Well, when you put some Flash object on a page. What can you measure? I’m not a web analyst so to me the answers are obvious; measure the psychomotive and psychobehavioral cues that visitors are demonstrating. These and other elements are what make up the Cognitive, Behavioral/effective, Motivational matrix or “CB/eM”. The CB/eM tells you things like age, gender, buying styles, best branding strategies, impact ratios, touch factors, education level, income level, etc.

I understand that not everybody finds these things fascinating. Anthropologists, behavioral and cognitive psychologists, psycholinguists, sociologists, behavioral etymologists, …, those kinds of people go nuts over this kind of stuff.

Some of the stuff listed above has to do with things like attention, engagement, authority, influence,

This is where it gets a little … umm … interesting. I see words like the above used a lot in web and web based “behavioral” analytics. This is a mystery to me. Much in the same way that an anthropologist and a microbiologist use the term “culture” to mean two very different things, I think the way web analysts and web-based behavioral analysts use the terms attention, engagement, authority, influence, … to mean two sets of very different things. I’ve often commented and written that behavioral tracking as defined by the industry doesn’t track human behaviors at all. Not as I understand them, anyway.

Okay, so what do I mean by these things? To recycle content from Attention, Engagement and Trust: The Internet Trinity and Websites:

  • Attention is a behavior that demonstrates specific neural activity is taking place.
  • Engagement is the demonstration of Attention via psychomotor activity that serves to focus an individual’s Attention.
  • Trust is what the consumer — well informed or not — gives the site (or whatever is asking for the consumer’s Attention) when their Engagement is rewarded with useful, relevant and meaningful information.

I can go into authority (something fellow SNCR member John Cass caused me to explore and which I’ll be publishing about soon) and influence. I know how to measure what I mean by these things. But the definition I use don’t come from the web world even though what I mean by them can be measured through any number of commonly used web-enabled devices.

And while I’m not sure, I don’t think my definitions are those used in web analytics and web-based behavioral analytics.
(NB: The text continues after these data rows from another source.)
PR #83, opened 2019-01-30
fix example to not reply on strnlen to get data size

cheese:


stevegrubb:
Hello, thanks for helping to make the audit project a little more robust. Looking at the patch, do you mind explaining a little more about why this patch is needed?

cheese:
I did not dive too deep. I just followed the original example to create a plugin for a simple need. But the callback was not called at once when message had come. The issue was gone after applying this patch. I am on CentOS 7.

With direct respect to the code, there are two issues of the original code that this patch intends to fix:
1. Using strlen to get the length of buffer read by fgets may be broken if there is null byte within the buffer. The return code of read can be simply the buffer length. No extra strlen call is needed.
2. Using fgets requires an extra byte for the ending null byte. Not needed for direct 'read' call.

stevegrubb:
I'm going to apply this fix and then make some additional changes. I don't think we want it to be non-blocking as that causes a whole other error (EAGAIN) that needs to be handled and busy looping is not ideal. I think we want to add select to the mix. Thanks for the patch!

stevegrubb:
Actually, it looks good as is.

PR #84, opened 2019-03-14
Clarify the documentation for the space_left parameter.

qralston:
Specifically, clarify that the audit daemon triggers ```space_left_action``` when the free space in the filesystem containing ```log_file``` drops below the value specified by ```space_left``` (either as an absolute value, or as a percentage).

The previous description did not make it clear exactly how the ```space_left``` parameter was interpreted, leading to confusion.


stevegrubb:
This is a nice addition. Thanks.

PR #88, opened 2019-03-22
Harden systemd service

topimiettinen:
Signed-off-by: Topi Miettinen <toiwoton@gmail.com>

### DIFF
--- a/init.d/auditd.service
+++ b/init.d/auditd.service
@@ -33,6 +33,26 @@ MemoryDenyWriteExecute=true
 LockPersonality=true
 ProtectControlGroups=true
 ProtectKernelModules=true
+CapabilityBoundingSet=CAP_AUDIT_CONTROL CAP_SYS_NICE CAP_SYS_ADMIN
+DeviceAllow=/dev/null rw
+DevicePolicy=strict
+IPAddressDeny=any
+LimitMEMLOCK=0
+PrivateDevices=yes
+PrivateNetwork=yes
+PrivateTmp=yes
+ProtectHome=yes
+ProtectKernelTunables=yes
+ProtectSystem=strict
+ReadOnlyPaths=/
+ReadWritePaths=/proc/self /run /tmp /var/log/audit
+RestrictAddressFamilies=AF_UNIX AF_NETLINK
+RestrictNamespaces=yes
+RestrictRealtime=yes
+SystemCallArchitectures=native
+SystemCallFilter=@system-service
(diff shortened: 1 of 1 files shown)


stevegrubb:
Hello,

First, thanks for looking at making auditd safer/better. The audit daemon can do remote logging via the audisp-remote plugin. It can also aggregate logs sent to it by other audit daemons. Does this systemd policy get inherited by its children? Would this cause third party plugins to have problems doing whatever then need to do?

topimiettinen:
Yes, the children are also restricted. Unfortunately I didn't consider that case, so I'll have to make this much less restrictive. Are there any limits on what the plugins could do? For example, could a plugin reasonably turn off the system in the name of security (thus requiring `@reboot` class of system calls and related `CAP_SYS_BOOT` capabilities)?

stevegrubb:
That is one of the problems, the plugins could do anything. I do not have a full list of all the plugins open source or commercial. And I have some plugin in development that do things like manipulate iptables or kill processes/sessions. If you could divide this into things that should be safe for any use case and things that might be more speculative, then we can look at each on it's own merit. I'm open to improvements, but plugins might do all kinds of things.

topimiettinen:
I don't know SELinux well, but it seems that its "logging" module allows audispd to launch shell, MTA and other executables. More capabilities are also available. That would indicate that it's hard to constrain the plugins much, if at all.

I think the mildest directive in the list is `SystemCallArchitectures=native`, which restricts the system call interface to native versions only (e.g. x86-64 on x86-64, but not i386 or x32). Could it be reasonable to expect use of 32 bit plugins on a 64 bit system?

stevegrubb:
I would not expect a 32 bit plugin on a 64 bit system. There's a small chance it might occur in the commercial space. But even then, I'd still expect a native 64 bit application.

topimiettinen:
Actually, even `SystemCallArchitectures=native` (like many other nice settings) automatically sets `NoNewPrivileges=yes`, which forbids executing any setuid/setgid binaries. I know that at least the notorious `sendmail` was setuid, so even this setting might cause problems.

I'm not sure if there's anything to be done to harden in the general case. Perhaps there would be more opportunities if the architecture could be changed so that audispd could be configured to be launched as a separate systemd service instead of child of auditd?

stevegrubb:
OK. Thanks for looking into this. I guess there is nothing that can be done here. If you have any other improvements, please open an issue or pull request.

PR #92, opened 2019-04-17
Support for unescaping in trusted messages. Take 2

dimv36:
Hi, how I write in https://github.com/linux-audit/audit-userspace/pull/67, this is adds support for unescaping messages via au_unescape()

### DIFF
--- a/auparse/interpret.c
+++ b/auparse/interpret.c
@@ -454,6 +454,7 @@ int load_interpretation_list(const char *buffer)
 				*ptr = 0;
 			} else
 				tmp = 0;
+
 			n.val = strdup(val);
 			nvlist_append(&il, &n);
 			nvlist_interp_fixup(&il);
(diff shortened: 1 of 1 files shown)


stevegrubb:
I took a quick look. I still don't like the strcmp on the id field. That will make it not generic. But otherwise I think it looks OK. There is a new function added is_int_string(). Is this because some values are decimal rather than hex and it was being picked up as hex?

dimv36:
is_int_string() is used for determining if field value contains only hex symbols, yes.

As for using strcmp(), I can use something else for this cases.

stevegrubb:
I am going to commit this a different way instead of merging a pull request. I like the patch except the strcmp on id. I will remove that part and commit it.

stevegrubb:
This went in as commit 10c64d5. Thanks!

PR #544, opened 2026-08-10
auditd: fix V0 dispatch truncating last 16 bytes of events

Cropi:
When log_format=RAW and any audisp plugin (e.g. audisp-syslog) is active,
the last 16 bytes of every kernel audit event are silently dropped before
reaching the plugin pipe. A USER record ending in `terminal=? res=success'`
shows up in syslog as `termina` with the rest gone.

**Root cause**

Commit ba8ba4f2 introduced a branch for embedded netlink replies
(`rep->nlh == &rep->msg.nlh`) that subtracted `NLMSG_HDRLEN` (16) from
`nlmsg_len` before copying the payload, assuming the kernel follows the
standard netlink convention where `nlmsg_len = header + payload`.

The kernel audit subsystem doesn't follow that convention.
In `kernel/audit.c`, `__audit_log_end()` sets:

    nlh->nlmsg_len = skb->len - NLMSG_HDRLEN;

So `nlmsg_len` is already the payload size. Subtracting `NLMSG_HDRLEN` again
cuts 16 real bytes off every kernel audit event.

The kernel documents this explicitly in `kauditd_send_multicast_skb()`:

> "non-standard mods are made to the skb by the original kaudit unicast
> socket send routine. The existing auditd daemon assumes this breakage.
> Fixing this would require co-ordinating a change in the established
> protocol between the kaudit kernel subsystem and the auditd userspace
> code."

The multicast path fixes `nlmsg_len` back to `skb->len` for non-auditd
readers, but the unicast path that auditd reads doesn't.

**Fix**

Remove the `rep->nlh == &rep->msg.nlh` branch distinction. The kernel always
sets `nlmsg_len` to the payload size, so use it directly with no subtraction.
Keep the bounds check against the buffer size.

**Tests**

- `test_netlink_payload_length`: updated to use payload-only `nlmsg_len`,
  matching how the kernel actually sets it
- `test_invalid_netlink_length`: removed the now-impossible low-bound case
  (`< NLMSG_HDRLEN`)
- `test_realistic_user_event`: new -- full USER record payload round-trip
  through V0 dispatch
- `test_v2_protocol_uses_rep_len`: new -- VER2 path uses `rep->len`, not
  `nlmsg_len`; confirms no regression there

**How to reproduce**

1. Set `log_format=RAW` and enable audisp-syslog
2. Generate events: `auditctl -m "test message"`
3. Compare `audit.log` vs syslog output -- syslog entries will be exactly
   16 bytes shorter every time

### DIFF
--- a/src/auditd-dispatch.c
+++ b/src/auditd-dispatch.c
@@ -75,24 +75,14 @@ int dispatch_event(const struct audit_reply *rep, int protocol_ver)
 	e->hdr.type = rep->type;
 
 	if (protocol_ver == AUDISP_PROTOCOL_VER) {
-		if (rep->nlh == &rep->msg.nlh) {
-			if (rep->msg.nlh.nlmsg_len < NLMSG_HDRLEN ||
-			    rep->msg.nlh.nlmsg_len >
-					NLMSG_LENGTH(sizeof(e->data))) {
-				free(e);
-				return -1;
-			}
-
-			/* audit_get_reply marks embedded netlink replies this
-			 * way. Netlink length includes its header, while
-			 * event_t contains only payload. Local V0/legacy
-			 * events retain a payload length here. */
-			e->hdr.size = rep->msg.nlh.nlmsg_len - NLMSG_HDRLEN;
-		} else if (rep->msg.nlh.nlmsg_len > sizeof(e->data)) {
+		/* The kernel audit subsystem sets nlmsg_len to the payload
+		 * size only (skb->len - NLMSG_HDRLEN), not the total
+		 * message length. */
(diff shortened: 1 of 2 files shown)


sergio-correia (approved):
Nice catch! The kernel audit subsystem's non-standard `nlmsg_len` behavior makes this code deceptively tricky, as it is easy to assume standard netlink conventions apply, but
`__audit_log_end()` deliberately sets `nlmsg_len = skb->len - NLMSG_HDRLEN` on the unicast path. The old subtraction was a double-subtract bug.

stevegrubb:
Thanks.

PR #545, opened 2026-08-12
Add Landlock audit types

Skyb0rg007:
Audit messages produced by Landlock were written as `type=UNKNOWN[1423]` in `/var/log/audit/audit.log`, while the [Landlock docs](https://docs.kernel.org/admin-guide/LSM/landlock.html) uses the `LANDLOCK_ACCESS` and `LANDLOCK_DOMAIN` names.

What I can offer is that my definitions — and this is my opinion here — are more closely aligned to what is generally understood in the literature (in the disciplines I mentioned above) than what is meant by web analysts and web-based behavioral analysts.

I’m not equating “close alignment with literature” with “more valid”, merely offering that different paradigms can offer more understanding than any single paradigm alone. But right now I think I’ve gone on enough. I came here to learn. I’d really much rather hear what others think, understand what they measure and what value they assign to it.

So for me the real questions are:

  1. What do you mean when you use the words “engagement”, “attention”, and “trust” online?
  2. Can you repeatedly measure what you mean by them so that there’s a reasonable surety that what you’re measuring is what you mean by the terms you’ve used?
  3. Can you make these measurements through a commonly used web-enabled device?

To push the conversation along, here are some external links that are worth reading:

Remember, this whole blog is about having a conversation. Do you have these same questions? Do you agree with the definitions I propose or do you have different definitions? And most importantly, how do you answer the three questions I posed above?